Recorded data
--------
PR #814, opened 2026-08-24
Add extensibility request advisor evaluation

AleksandricMarko:
## Purpose

Adds a single-shot BC-Bench proxy for the interactive extensibility advisor. Given all requester context upfront, the agent classifies the request, checks blockers and existing extensibility points, and either drafts an issue preview, recommends an existing point, or rejects a blocked request. It runs offline and never submits a GitHub issue.

Includes the advisor skill and custom agent, structured `advisor_result.json` output, 10 scenarios, workflow wiring, and tests.

Fixes AB#613841


CATEGORIES.md
haoranpb, line 1: [nit] no need to keep updating this documentation here since it's similiar to pre-existing extensibility ones

haoranpb (approved):
Looks good as the first step, let's do some runs and analysis

PR #817, opened 2026-08-25
Expand extensibility request datasets

AleksandricMarko:
## Summary

Adds additional dataset inputs for the two extensibility request categories:

- 13 new extensibility request triage entries
- 27 new extensibility request implementation entries with corresponding problem statements


src/bcbench/agent/shared/config.yaml
```diff
@@ -119,7 +119,7 @@ prompt:
 # NOTE: the canonical source file is AGENTS.md; it is automatically renamed
 #       to the agent-specific filename (AgentHarness.instruction_filename) during setup
 instructions:
-  enabled: false
+  enabled: true
```
haoranpb, line 122: Leaving a comment here so we remember to change it back

PR #818, opened 2026-08-25
Align contamination probe with the SWE-Bench Illusion methodology

haoranpb:
## Why

PR #738 shipped a file-path identification probe, but it drifted from [The SWE-Bench Illusion (arXiv:2506.12286)](https://arxiv.org/abs/2506.12286) that it cites:

- asked for **top-k=3** paths instead of one
- scored **basename matches and recall**, neither of which is in the paper
- used an arbitrary **date cutoff** as the contamination signal
- claimed test-generation support while scoring `entry.patch`, not `test_patch`

On the last full run, exact hit@3 was 1/101 — and that one path appeared verbatim in the issue text. So the number we had wasn't measuring much.

## What it looks like now

One-shot probe that follows the paper: the model gets only the repo name and issue text (no repository, no tools), returns **one** path, and scores an exact match against any path in the gold patch. The prompt is the paper's template, adapted from `.py` to `.al`.

Also extracted `invoke_copilot` into `agent/copilot/cli.py`. The agent, the code-review judge, and this probe now share one non-interactive invocation with safe defaults (no tools, no custom instructions), replacing three drifting copies of the argument list.

Net **−930/+442**.

## Notable decisions

- **Bug-fix only.** Test-generation support dropped rather than left half-wired. The code stays generic enough for a future category to plug in.
- **Fails loudly.** A malformed answer raises and fails the job so we notice format drift early. Parsing is lenient about presentation (decorated headers, trailing prose, language tags) and strict about substance. `summarize` now uses plain `needs:` so it's skipped if any entry fails — same pattern as `copilot-evaluation`.
- **No path normalization.** All 128 gold paths across the 101 bug-fix entries are already clean POSIX `.al` paths, so matching is literal.
- **No weekly schedule.** A released model's memorization doesn't change on its own; only a new model or new entries move the number, and both are dispatch-triggered.
- **Docs removed.** Methodology is still experimental — workflow summary and notebooks are enough for now.

## Not done yet

Issue-text leakage (paths/imports in the problem statement) isn't labelled. That belongs on the dataset entry rather than in probe-specific metadata, so it's deliberately left for a follow-up.

## Validation

`pre-commit` (ruff, format, `ty check`) passes; full suite **758 passed, 1 skipped**.


gggdttt (commented):
Reviewed the full three-dot diff and verified the claims empirically rather than by reading alone: I re-ran the probe's exact argument vector through `subprocess` (same code path as `run_filepath_identification`), re-computed the dataset statistics with the repo's own `extract_file_paths_from_patch`, and diffed the deleted implementation against the merge-base.

The refactor itself is good: `invoke_copilot` unifying the agent / judge / probe call sites is a clear win, and `-930` lines is well earned. Two things I want to flag before this lands, plus some methodology notes.

---

## What I verified as correct

- **The prompt is a faithful port.** It matches the `get_file_path_prompt` template in Appendix B.1 of arXiv:2506.12286 verbatim, with only `.py` -> `.al` changed. Nicely done.
- **Dropping gold-side normalization is safe.** Recomputed with `extract_file_paths_from_patch`: 101 entries, 128 gold paths, **0** non-canonical (no backslashes, no `a/` or `./` prefixes, no whitespace). The PR body's claim holds.
- `work_dir` isolation via `tempfile.TemporaryDirectory` is the right intent.
- No dangling references left behind by the doc removal.
- `_format_subprocess_output` uses `getattr(..., None)`, so adding `AgentError` to the `except` tuple is safe.
- The artifact glob matches the `<output_dir>/<run_id>/` layout that `prepare_run_dir` creates.

---

## 1. Two failure-handling regressions that compound

These are both introduced by this PR, and together they mean **one bad entry discards the entire run**.

**(a) `parse_prediction` now raises before anything is persisted.** In `runner.py`, `parse_prediction` (L41) runs *before* `save_identification_result` (L53). When it raises, that entry writes nothing at all — including `raw_output`, which is exactly what you need to diagnose the failure. The previous implementation caught the exception and recorded it in an `error` field, so the result still landed.

**(b) `summarize` lost its `if: always()`.** The old workflow had:

```yaml
if: always() && needs.identify.result != 'skipped'
```

The new one uses a plain `needs: identify`. Since `identify` is a matrix job, a single failing leg fails the job and **skips `summarize` entirely** — so a parse failure on 1 entry silently throws away the aggregate over the other 100 model calls.

I fully agree with the "fail loudly" intent, but right now it fails loudly *and* destroys the batch. Suggestions: persist the result before parsing (or include the truncated `raw_output` in the exception message), and restore `if: always()` on `summarize`.

Related: `parse_prediction` is more brittle than it looks. Verified against the actual regex:

| model output | result |
| --- | --- |
| ` ```\nApp/A.al\n``` ` | `['App/A.al']` |
| inline fence ` ```App/A.al``` ` | **raises** — the regex requires a newline after the fence info |
| a second fenced block after RESPONSE | picks the **wrong** block |
| `` `App/A.al` `` inside the fence | returns the backticked string -> never matches gold -> **silent false negative** |

Anchoring on the `RESPONSE` marker instead of "last fence" would be more robust. The last row is also worth noting for the normalization decision: "all 128 gold paths are clean" only covers the **gold** side; the *prediction* side is where `normalize_path` used to earn its keep, and `test_separator_variant_does_not_match` now locks the non-matching behaviour in. It errs conservative (under-reports contamination), but format noise gets scored as "no memorization".

---

## 2. `--available-tools=` does not actually remove tools (pre-existing, but one line to fix here)

The workflow header states the model gets "no repository contents or tools", and the new test is named `test_invoke_copilot_defaults_to_no_tools_and_no_custom_instructions`. I wanted to confirm that guarantee, so I ran the probe's exact argument vector via `subprocess` with an empty temp cwd, a stripped environment, and a real problem statement:

```
turns: 6 | tool.execution_start: 7
['glob', 'rg', 'rg', 'powershell', 'web_fetch', 'powershell', ...]
```

The model had tools and used them, including `web_fetch`.

Control runs isolate the cause — the flag works fine, it is the **empty value** that is a no-op:

| flag | tools available to the model |
| --- | --- |
| `--available-tools=` (what we pass today) | ~95 (and 7 real calls observed) |
| `--available-tools=view` | exactly 1 (`view`) |
| `--available-tools=none` | 0 (model replies `NONE`) |

**To be fair: this is not introduced by this PR** — the deleted `_run_copilot_context_free` used the same flag with a comment making the same claim, so the assumption has been wrong since the probe was written. But this PR promotes it to the shared default in `invoke_copilot` and adds a test that encodes the incorrect guarantee, so it seems worth fixing here rather than leaving it to be re-discovered.

Why it matters for the metric specifically: `identify` runs `actions/checkout`, so `$GITHUB_WORKSPACE` contains `dataset/bcbench.jsonl` — whose `patch` field *is* the answer — and `web_fetch` can reach the upstream repo directly. The `work_dir` temp dir does not constrain `glob` / `rg` / shell. Today's reading is a floor value so nothing is wrong yet, but the moment a model scores higher we cannot tell memorization from lookup, which inverts the purpose of the probe.

Fix appears to be a one-liner: `--available-tools=none`. I'd suggest asserting the observed behaviour (`tool.execution_start == 0` in a real run) rather than asserting the argument string, since the string assertion is what made this look safe.

---

## 3. Methodology notes (discussion, not blocking)

**The control set is gone.** In the paper the contamination signal is a *differential* — SWE-Bench Verified 76% vs external repositories 53%, up to a 47-point gap — and the conclusion explicitly calls for "temporal controls" and "cross-repository validation". Absolute accuracy is not the signal. The deleted module docstring said the same thing: "the contamination signal is the drop". This PR removes `split_by_cutoff` / `--cutoff` / the control set and reports a single absolute match rate. I agree the date cutoff was a weak proxy and worth replacing, but replacing it with *no* control is a larger departure than the one being fixed, which sits awkwardly with "Align ... with the methodology". The floor value is informative today; it stops being attributable as soon as the number moves.

**The one observed hit is prompt-copying.** I scanned all 101 problem statements: **1** README contains the full gold path verbatim (`microsoft__BCApps-4699`, inside its `## Hints` section), 1 contains the gold filename, and 3 have a `## Hints` section. So the current match rate is entirely leakage-driven. Deferring the labelling is reasonable, but the PR description should note that the current reading is known-contaminated. Worth noting too that the paper feeds the raw `problem_statement`, whereas `get_task()` reads our curated README including `## Hints` — that is an extra departure from the reference setup.

**Multi-path entries.** 19 of 101 entries have more than one gold path, so "matches any" makes them structurally easier to hit. Low priority (the paper is exact-match too), but it makes per-entry comparability loose.

---

## 4. Smaller items

- **`prepare_run_dir` uses `shutil.rmtree`** even though the module it was moved into exists precisely to provide `remove_tree` (`onexc=_force_remove_readonly`, docstring: "usually occur in secondary runs on Windows"). Deleting a previous run directory is exactly that scenario.
- **The judge's stdout fallback changed semantics.** It previously received the full raw stdout; `invoke_copilot` now forces `--output-format=json` and returns the `parse_output` final response. The primary path (reading `result_path`) is unaffected, but the fallback now sees something different and I don't think that's covered.
- **The PR description says "workflow summary and notebooks are enough for now"**, but there is no contamination notebook in `notebooks/` (only bug-fix, test-generation, code-review-coverage, dataset). After deleting the docs page and the `docs/index.md` Diagnostics entry, the methodology lives only in a YAML comment and a module docstring.
- **Import style is inconsistent**: `commands/contamination.py` uses `from bcbench.operations.filesystem_operations import prepare_run_dir`, `commands/evaluate.py` uses `from bcbench.operations import prepare_run_dir`.
- **`find_copilot` moved inside the `try` in `agent.py`**, so a missing CLI now surfaces as "Unexpected error running Copilot CLI" via the broad `except Exception`.
- The result suffix changed from `.file-path-identification.jsonl` to `.filepath-identification.jsonl`. The workflow glob is updated consistently, but previously uploaded artifacts won't load with the new loader — fine if intentional, just noting it.

---

## Question

Has this been run end-to-end via `workflow_dispatch` yet? The description mentions pre-commit and unit tests, and both item 1 and item 2 above are the kind of thing only a real run surfaces. (For what it's worth, runtime is not a concern — a clean run took 6 turns, comfortably inside the 20-minute step timeout.)

src/bcbench/agent/copilot/cli.py
```diff
@@ -0,0 +1,75 @@
...
+    """Run one non-interactive Copilot CLI prompt.
+
+    Returns:
+        A tuple containing parsed agent metrics, when available, and the final assistant response. The response is empty when none is emitted.
+    """
+    copilot_cmd = _find_copilot()
+    if not copilot_cmd:
+        raise AgentError("Copilot CLI not found in PATH. Please ensure it is installed and available.")
+
+    tool_access_arg = "--allow-all-tools" if allow_all_tools else "--available-tools="
```
gggdttt: `--available-tools=` with an empty value is a **no-op** - it does not remove tools.

Verified by running this exact argument vector through `subprocess` (the same path the probe takes), with a stripped environment, an empty temp cwd, and a real problem statement:

    turns: 6 | tool.execution_start: 7
    ['glob', 'rg', 'rg', 'powershell', 'web_fetch', 'powershell', ...]

Control runs isolate the cause to the empty value - the flag itself works fine:

| flag | tools available to the model |
| --- | --- |
| `--available-tools=` (what we pass) | ~95, and 7 real calls observed |
| `--available-tools=view` | exactly 1 (`view`) |
| `--available-tools=none` | 0 (model replies `NONE`) |

To be fair, this is **not introduced by this PR** - the deleted `_run_copilot_context_free` used the same flag with a comment making the same claim. But this promotes it to the shared default for all three call sites, so it seems worth fixing here: `--available-tools=none` appears to be a one-line fix.

src/bcbench/contamination/runner.py
```diff
@@ -1,109 +1,64 @@
...
-    logger.info("Running context-free file-path identification on %s (model=%s, top_k=%d)", entry.instance_id, model, top_k)
-    try:
-        with tempfile.TemporaryDirectory(prefix="bcbench-fpid-") as tmp:
-            raw_output = _run_copilot_context_free(prompt, Path(tmp), model)
-        predicted = parse_prediction(raw_output, top_k)
-    except (subprocess.TimeoutExpired, subprocess.CalledProcessError, OSError, AgentError) as exc:
-        error = f"{type(exc).__name__}: {exc}"
-        logger.exception("File-path identification failed for %s", entry.instance_id)
+    gold_files: list[str] = extract_file_paths_from_patch(entry.patch)
+    predicted_files: list[str] = parse_prediction(raw_output)
```
gggdttt: `parse_prediction` runs *before* `save_identification_result` (L53), so when it raises this entry persists **nothing at all** - including `raw_output`, which is exactly what you need to diagnose the failure. The previous implementation caught the exception into an `error` field, so the record still landed.

Combined with the `summarize` change in the workflow, a parse failure on one entry discards the aggregate over the other 100 model calls. I agree with the fail-loudly intent, but right now it fails loudly *and* destroys the batch.

Suggestion: persist first and validate after, or include a truncated `raw_output` in the exception message.

src/bcbench/contamination/runner.py
```diff
@@ -1,109 +1,64 @@
...
+def run_filepath_identification(entry: BugFixEntry, model: str, result_dir: Path) -> FilePathIdentificationResult:
+    task = entry.get_task()
+    prompt: str = build_identification_prompt(task, repo=entry.repo)
 
-    raw_output = ""
-    error: str | None = None
-    predicted: list[str] = []
+    logger.info("Running context-free filepath identification on %s (model=%s)", entry.instance_id, model)
+    with tempfile.TemporaryDirectory(prefix="bcbench-fpid-") as tmp:
+        metrics, raw_output = invoke_copilot(
```
gggdttt, line 33: `allow_all_tools` isn't passed here, so the probe's "no tools" property depends entirely on the default in `cli.py` L31 - while `agent.py` passes `True` to the same function. Three call sites sharing one default with opposite requirements is fragile; passing `allow_all_tools=False` explicitly would make the probe's core guarantee local and readable.

.github/workflows/contamination.yml
```diff
@@ -1,11 +1,7 @@
...
+name: Contamination
 
-# Context-free bug localization task (SWE-Bench Illusion, arXiv:2506.12286):
-# the model sees ONLY the bug report — no repository, no code — and must name the
-# file(s) that contain the bug. Because it needs no BC container or build, this
-# runs cheaply on ubuntu-latest. Interpret the result RELATIVELY: pass a --cutoff
-# so old/public entries are compared against fresh control entries. The delta,
-# not the absolute rate, is the memorization signal.
+# One-shot bug localization probe inspired by The SWE-Bench Illusion (arXiv:2506.12286).
+# The model receives the repository name and bug report, but no repository contents or tools, and predicts one repository-relative path.
```
gggdttt, line 4: "no repository contents or tools" is not what actually happens. `--available-tools=` does not remove tools (details in my comment on `cli.py` L45) - a clean run of this exact configuration made 7 tool calls, including `web_fetch`.

It matters here specifically because `identify` runs `actions/checkout`, so `$GITHUB_WORKSPACE` contains `dataset/bcbench.jsonl` whose `patch` field *is* the answer, and `web_fetch` can reach the upstream repo directly. The `work_dir` temp dir does not constrain `glob` / `rg` / shell.

Today's reading is a floor value so nothing is wrong yet, but the moment a model scores higher we can't separate memorization from lookup - which inverts the purpose of the probe.

.github/workflows/contamination.yml
```diff
@@ -137,14 +117,4 @@ jobs:
...
-          # Manual runs use the dispatch input; scheduled runs fall back to the
-          # CONTAMINATION_CUTOFF repo variable so the weekly report still shows the delta.
-          $cutoff = "${{ inputs.cutoff || vars.CONTAMINATION_CUTOFF }}"
-          $cutoffArg = if ($cutoff) { "--cutoff", $cutoff } else { @() }
-
-          uv run bcbench contamination summarize `
-            --results-dir "${{ env.IDENTIFICATION_RESULTS_DIR }}" `
-            --model "${{ inputs.model || 'claude-haiku-4.5' }}" `
-            @cutoffArg
+        run: uv run bcbench contamination summarize --results-dir "${{ env.IDENTIFICATION_RESULTS_DIR }}"
```
gggdttt, line 120: This job lost the guard the old workflow had:

    if: always() && needs.identify.result != 'skipped'

`identify` is a matrix job, so a single failing leg fails the whole job and **skips `summarize` entirely**. Together with `parse_prediction` now raising (see `runner.py` L41), one unparseable response throws away the summary for every other entry. Please restore the guard.

src/bcbench/contamination/filepath_identification.py
```diff
@@ -1,249 +1,86 @@
...
-
-
-class IdentificationAggregate(BaseModel):
-    model_config = ConfigDict(frozen=True)
+    Raises:
+        ValueError: If the model did not answer with exactly one fenced path.
+            The probe is new, so unanswerable output should surface loudly
+            rather than quietly count as a miss.
+    """
+    blocks: list[str] = re.findall(r"```[^\n]*\n(.*?)\n?```", raw_text, re.DOTALL)
```
gggdttt: This regex is more brittle than the docstring suggests. Verified against it directly:

| model output | result |
| --- | --- |
| fenced path on its own line | `['App/A.al']` |
| single-line inline fence | **raises** - a newline after the fence info is required |
| a second fenced block after RESPONSE | picks the **wrong** block |
| a backtick-wrapped path inside the fence | returns the backticked string, so it never matches gold - a **silent false negative** |

Anchoring on the `RESPONSE` marker would be more robust than "last fence".

The last row also bears on the normalization decision: "all 128 gold paths are already clean" only covers the **gold** side (which I confirmed - 128 paths, 0 non-canonical). The *prediction* side is where `normalize_path` used to earn its keep, and `test_separator_variant_does_not_match` now locks the non-matching behaviour in. It errs conservative, but format noise gets scored as "no memorization".

src/bcbench/operations/filesystem_operations.py
```diff
@@ -33,3 +33,12 @@ def clear_directory(path: Path) -> None:
         else:
             child.chmod(stat.S_IWRITE)
             child.unlink()
+
+
+def prepare_run_dir(output_dir: Path, run_id: str) -> Path:
+    """Prepare a directory for a run, removing any existing contents."""
+    run_dir = output_dir / run_id
+    if run_dir.exists():
+        shutil.rmtree(run_dir)
```
gggdttt: This module provides two Windows-safe removal helpers - `remove_tree` (L14, `onexc=_force_remove_readonly`, docstring: "usually occur in secondary runs on Windows") and `clear_directory` (L23) - and this new function bypasses both with a bare `shutil.rmtree`.

Deleting a previous run directory is exactly the "secondary run on Windows" scenario `remove_tree` was written for, so this should probably be `remove_tree(run_dir)`.

src/bcbench/evaluate/codereview_judge.py
```diff
@@ -148,32 +148,18 @@ def judge_verdicts(
...
             timeout=_config.timeout.agent_execution,
-            check=True,
+            allow_all_tools=True,
         )
-    except (subprocess.TimeoutExpired, subprocess.CalledProcessError, OSError) as exc:
+    except (subprocess.TimeoutExpired, subprocess.CalledProcessError, OSError, AgentError) as exc:
         raise LLMJudgeError(f"Judge subprocess failed: {exc}{_format_subprocess_output(exc)}") from exc
 
-    return _parse_judge_results(result_path, len(pairs), stdout=completed.stdout or "")
+    return _parse_judge_results(result_path, len(pairs), stdout=stdout)
```
gggdttt: Semantics changed here: `stdout` used to be the full raw CLI output, but `invoke_copilot` forces `--output-format=json` and returns the `parse_output` final response. The primary path (reading `result_path`) is unaffected, but this fallback now receives something different, and I don't think there's a test covering it.

tests/test_copilot_agent.py
```diff
@@ -3,10 +3,53 @@
...
+            "bcbench.agent.copilot.cli.subprocess.run",
+            return_value=subprocess.CompletedProcess(args=[], returncode=0, stdout='{"type":"result"}\n', stderr=""),
+        ) as mock_run,
+    ):
+        invoke_copilot(prompt="do the task", model="test-model", work_dir=tmp_path, timeout=60)
+
+    assert mock_run.call_args.args[0] == [
+        "copilot",
+        "--output-format=json",
+        "--available-tools=",
```
gggdttt: This assertion is part of why the empty-value bug looks safe: it pins the argument *string*, while the test name claims a "no tools" guarantee that doesn't actually hold (see `cli.py` L45).

Suggest asserting observed behaviour instead - e.g. `tool.execution_start == 0` in a real run - or at minimum renaming it so it doesn't assert a property it can't verify.

gggdttt (commented):
Adding line-level pointers for the findings from my previous review, so they're easier to action. No new findings - same content, just located against the diff.

tests/test_filepath_identification.py
```diff
@@ -31,208 +21,156 @@
...
+        problem_dir = create_problem_statement_dir(tmp_path, "Sales invoice posting fails")
+        monkeypatch.setattr(type(entry), "problem_statement_dir", property(lambda self: problem_dir))
+        metrics = AgentMetrics(execution_time=1.0)
+        raw_output = """DISCUSSION
+This bug concerns the Bar table.
+RESPONSE
+```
--------
§ **Work item**: Looking through the data above, copy out each line in which the string "extensibility" occurs.

§ **Written response**:
Add extensibility request advisor evaluation
Adds a single-shot BC-Bench proxy for the interactive extensibility advisor. Given all requester context upfront, the agent classifies the request, checks blockers and existing extensibility points, and either drafts an issue preview, recommends an existing point, or rejects a blocked request. It runs offline and never submits a GitHub issue.
haoranpb, line 1: [nit] no need to keep updating this documentation here since it's similiar to pre-existing extensibility ones
Expand extensibility request datasets
Adds additional dataset inputs for the two extensibility request categories:
- 13 new extensibility request triage entries
- 27 new extensibility request implementation entries with corresponding problem statements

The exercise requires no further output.